• WORK TO BE COMPLETED: The answer must match the listing exactly, with every line written out again.

• RECORDS FOR THE EXERCISE:
□ □ □ □ □

PR #6688, opened 2025-02-11
GRT: Pad pins on left and bottom borders are unreachable

osamahammad21:


oharboe (commented):
isnt this broken for lower left case?

osamahammad21:
> isnt this broken for lower left case?

It was, but now it is just going to assume that the edge_cap is 0 for that case.

oharboe:
I was concerned about the case where pin_x == 0 && pin_y == 0

osamahammad21:
> I was concerned about the case where pin_x == 0 && pin_y == 0

In that case, the edge_cap would be 0 no matter which layer the pin is on. The whole point of this PR is to avoid passing a negative value to getEdgeCapacity function.

eder-matheus (approved):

□ □ □ □ □

• RESPONSE:
PR #6688, opened 2025-02-11
GRT: Pad pins on left and bottom borders are unreachable

osamahammad21:


oharboe (commented):
isnt this broken for lower left case?

osamahammad21:
> isnt this broken for lower left case?

It was, but now it is just going to assume that the edge_cap is 0 for that case.

oharboe:
I was concerned about the case where pin_x == 0 && pin_y == 0

osamahammad21:
> I was concerned about the case where pin_x == 0 && pin_y == 0

In that case, the edge_cap would be 0 no matter which layer the pin is on. The whole point of this PR is to avoid passing a negative value to getEdgeCapacity function.

eder-matheus (approved):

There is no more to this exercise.